- Aim of the exercise: Please work out how many lines in the records below include the word "signature", and reply with that number only.

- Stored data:
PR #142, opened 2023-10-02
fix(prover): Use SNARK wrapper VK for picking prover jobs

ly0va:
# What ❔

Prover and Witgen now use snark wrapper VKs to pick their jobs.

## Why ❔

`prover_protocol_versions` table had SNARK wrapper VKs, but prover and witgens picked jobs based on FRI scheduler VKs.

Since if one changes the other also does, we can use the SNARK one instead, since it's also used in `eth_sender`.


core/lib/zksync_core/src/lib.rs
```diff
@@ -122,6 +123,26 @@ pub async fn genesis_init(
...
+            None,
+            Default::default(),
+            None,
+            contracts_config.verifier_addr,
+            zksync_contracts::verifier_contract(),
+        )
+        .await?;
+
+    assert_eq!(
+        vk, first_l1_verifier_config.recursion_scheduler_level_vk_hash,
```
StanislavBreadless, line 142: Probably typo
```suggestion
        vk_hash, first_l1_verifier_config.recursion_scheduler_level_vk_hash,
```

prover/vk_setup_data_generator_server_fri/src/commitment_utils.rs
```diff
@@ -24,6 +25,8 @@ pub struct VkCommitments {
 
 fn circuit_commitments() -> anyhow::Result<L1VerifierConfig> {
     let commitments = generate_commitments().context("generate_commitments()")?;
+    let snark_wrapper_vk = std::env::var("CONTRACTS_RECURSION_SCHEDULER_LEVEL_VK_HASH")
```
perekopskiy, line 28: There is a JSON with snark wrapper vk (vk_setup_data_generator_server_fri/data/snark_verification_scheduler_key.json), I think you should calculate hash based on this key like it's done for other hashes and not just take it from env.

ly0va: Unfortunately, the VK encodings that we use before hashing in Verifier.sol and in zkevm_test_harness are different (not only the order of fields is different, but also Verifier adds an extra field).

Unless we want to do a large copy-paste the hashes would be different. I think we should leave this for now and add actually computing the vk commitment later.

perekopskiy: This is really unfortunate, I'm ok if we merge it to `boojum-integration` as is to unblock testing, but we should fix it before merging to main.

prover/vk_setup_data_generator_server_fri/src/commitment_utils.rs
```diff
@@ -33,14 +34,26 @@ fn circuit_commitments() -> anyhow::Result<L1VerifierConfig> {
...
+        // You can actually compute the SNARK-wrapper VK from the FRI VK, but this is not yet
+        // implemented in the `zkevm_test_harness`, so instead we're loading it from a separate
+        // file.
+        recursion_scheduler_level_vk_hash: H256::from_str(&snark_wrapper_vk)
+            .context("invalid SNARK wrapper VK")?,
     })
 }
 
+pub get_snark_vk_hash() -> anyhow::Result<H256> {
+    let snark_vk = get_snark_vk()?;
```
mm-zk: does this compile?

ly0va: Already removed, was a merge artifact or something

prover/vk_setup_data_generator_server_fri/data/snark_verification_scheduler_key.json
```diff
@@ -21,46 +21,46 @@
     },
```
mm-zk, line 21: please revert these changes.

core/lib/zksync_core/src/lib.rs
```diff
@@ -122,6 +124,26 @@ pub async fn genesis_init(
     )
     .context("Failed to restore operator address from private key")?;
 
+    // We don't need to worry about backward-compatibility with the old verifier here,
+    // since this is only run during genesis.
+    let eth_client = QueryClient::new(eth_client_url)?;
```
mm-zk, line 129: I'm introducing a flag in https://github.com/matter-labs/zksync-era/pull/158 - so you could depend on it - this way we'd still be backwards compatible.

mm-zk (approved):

* * *

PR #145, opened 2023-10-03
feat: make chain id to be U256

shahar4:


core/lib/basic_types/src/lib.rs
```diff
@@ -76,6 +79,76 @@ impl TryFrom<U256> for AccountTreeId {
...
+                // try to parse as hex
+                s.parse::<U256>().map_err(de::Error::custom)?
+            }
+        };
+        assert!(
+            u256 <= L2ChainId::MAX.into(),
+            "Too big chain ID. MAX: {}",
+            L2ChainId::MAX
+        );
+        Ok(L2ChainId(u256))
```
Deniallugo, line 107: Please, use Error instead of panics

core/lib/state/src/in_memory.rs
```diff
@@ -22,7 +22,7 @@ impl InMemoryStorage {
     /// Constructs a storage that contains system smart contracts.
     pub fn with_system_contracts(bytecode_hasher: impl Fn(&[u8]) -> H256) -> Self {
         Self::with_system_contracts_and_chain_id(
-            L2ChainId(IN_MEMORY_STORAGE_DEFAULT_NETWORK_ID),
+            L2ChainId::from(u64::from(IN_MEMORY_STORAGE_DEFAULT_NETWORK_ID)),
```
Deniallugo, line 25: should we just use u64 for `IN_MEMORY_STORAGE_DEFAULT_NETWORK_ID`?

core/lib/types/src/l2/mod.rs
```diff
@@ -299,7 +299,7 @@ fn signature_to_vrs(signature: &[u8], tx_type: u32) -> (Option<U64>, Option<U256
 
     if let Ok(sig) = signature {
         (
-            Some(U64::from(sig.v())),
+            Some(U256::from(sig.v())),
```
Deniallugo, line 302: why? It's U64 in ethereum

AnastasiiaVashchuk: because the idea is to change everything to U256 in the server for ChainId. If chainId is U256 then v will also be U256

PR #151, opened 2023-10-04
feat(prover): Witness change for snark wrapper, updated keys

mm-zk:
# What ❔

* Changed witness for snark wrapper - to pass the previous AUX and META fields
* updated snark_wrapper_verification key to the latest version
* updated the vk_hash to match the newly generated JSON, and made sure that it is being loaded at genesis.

- Exercise solution: 2